### Angel Kumchev

##### Department of Mathematics, University of Austin at Texas

##### 3:30pm Wednesday June 9th, in K9509

## Applications of the Large Sieve to Additive Prime Number Theory

### Abstract

Let E(N) denote the number of even integers 1 <= n <= N which cannot be written as the sum of
two primes. Goldbach's conjecture states that E(N) = 1, but there still seems to be a long way to
go until a proof is discovered. The sharpest estimate for E(N) dates back to Hardy and Littlewood
(1923) and states that E(N) = O(N^(1/2 + epsilon)) for any fixed epsilon > 0. The caveat is that
to get this one needs to assume the Generalized Riemann Hypothesis (GRH). The first unconditional
bound was given by Montgomery and Vaughan (1975).
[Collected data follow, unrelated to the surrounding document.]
PR #4807, opened 2022-12-12
Fix: computed from id

### LINKED ISSUE #4781: Can't assign `.id` as body of computed
- OS Version: ubuntu 22.04

Steps to Reproduce:
```bash
$ edgedb
EdgeDB 2.7+81de4dd (repl 2.3.0-dev.895+cba06af)
edgedb> SELECT schema::Type {
.......   XYZ := .id,
....... };
error: QueryError: cannot assign to XYZ
  ┌─ query:2:3
  │
2 │   XYZ := .id,
  │   ^^^^^^^^^^ consider enabling the "allow_user_specified_id" configuration parameter to allow setting custom object ids
```

aljazerzen:
Fixes #4781

The problem was that `XYZ` was a derived property which is extending `Object#id`. Because of that, `is_id_pointer` evaluates to True.

This commit basically moves the two checks for id modification and updates of readonly to an earlier place, where the properties have not yet been derived and `ptrcls` is simply None.

### DIFF
--- a/edb/edgeql/compiler/viewgen.py
+++ b/edb/edgeql/compiler/viewgen.py
@@ -880,6 +880,43 @@ def _normalize_view_ptr_expr(
                     f'(expecting {" or ".join(expected)})'
                 )
 
+    # Prohibit update of readonly
+    if exprtype.is_update() and ptrcls and ptrcls.get_readonly(ctx.env.schema):
+        raise errors.QueryError(
+            f'cannot update {ptrcls.get_verbosename(ctx.env.schema)}: '
+            f'it is declared as read-only',
+            context=compexpr and compexpr.context,
+        )
+
+    # Prohibit invalid operations on id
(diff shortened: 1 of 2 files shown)


elprans (commented):
Please add a test.

msullivan (approved):
This seems reasonable, but might it be better to make `is_id_pointer` only be true when the pointer is also named `id`, or some such?

aljazerzen:
Is id always named id? Can we do some kind of view/computed/alias that would make assigning to id possible via some other ident?

msullivan:
> Is id always named id? Can we do some kind of view/computed/alias that would make assigning to id possible via some other ident?

Yeah it should be. Don't think so.

msullivan:
I'm merging this now because I want to put it out in a release, but could you still please follow up on the suggested change?

PR #8251, opened 2025-01-24
[sql] Support inserting into column with _id suffix

msullivan:
Some special handling needed to not assume it is a link.


elprans (approved):

aljazerzen (approved):
Great, you've paid off my dept :D

PR #8254, opened 2025-01-24
[sql] Fix (SELECT * FROM ...) in subqueries

msullivan:
Currently it will select all columns in *all* tables in scope. We only
want to select from the things in the FROM clause.


elprans (approved):

aljazerzen (commented):
Looks good.

PR #8261, opened 2025-01-26
Avoid memory leak by moving `lru_cache` to `__init__`

### LINKED ISSUE #5377: Make sure we don't use lru_cache on methods
I think we probably do, and I think I disabled the lint for it.

It leaks memory by saving references to `self`

DavidRomanovizc:
Related to Issue #5377
Closes #5377

### What was wrong?
The codebase currently use the `lru_cache` decorator in the classes over methods. The ruff linter reported a warning, indicating potential memory leaks in class methods, because the `lru_cache` decorator retain instance references, impeding garbage collection and potentially leading to memory-related issues.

They proved that E(N) = O(N^theta), where
theta < 1 is an absolute constant (close to 1).
The above situation is quite typical in additive prime number theory: there are a number of problems
in which assuming GRH we can easily obtain a non-trivial bound for the number of integers failing
to have a particular kind of an additive representation. Since those problems are usually (more
sophisticated) variants of Goldbach's problem, the conventional wisdom in the area is that any
unconditional result should generalize the aforementioned result of Montgomery and Vaughan.
It turns out that the conventional wisdom is dead wrong! The purpose of this talk is to survey the
flurry of recent work (1999--2004) that has led to the realization that in most variants of
Goldbach's problem one can use the large sieve to obtain unconditional results of a comparable
(and often equal) strength to those that follow from GRH.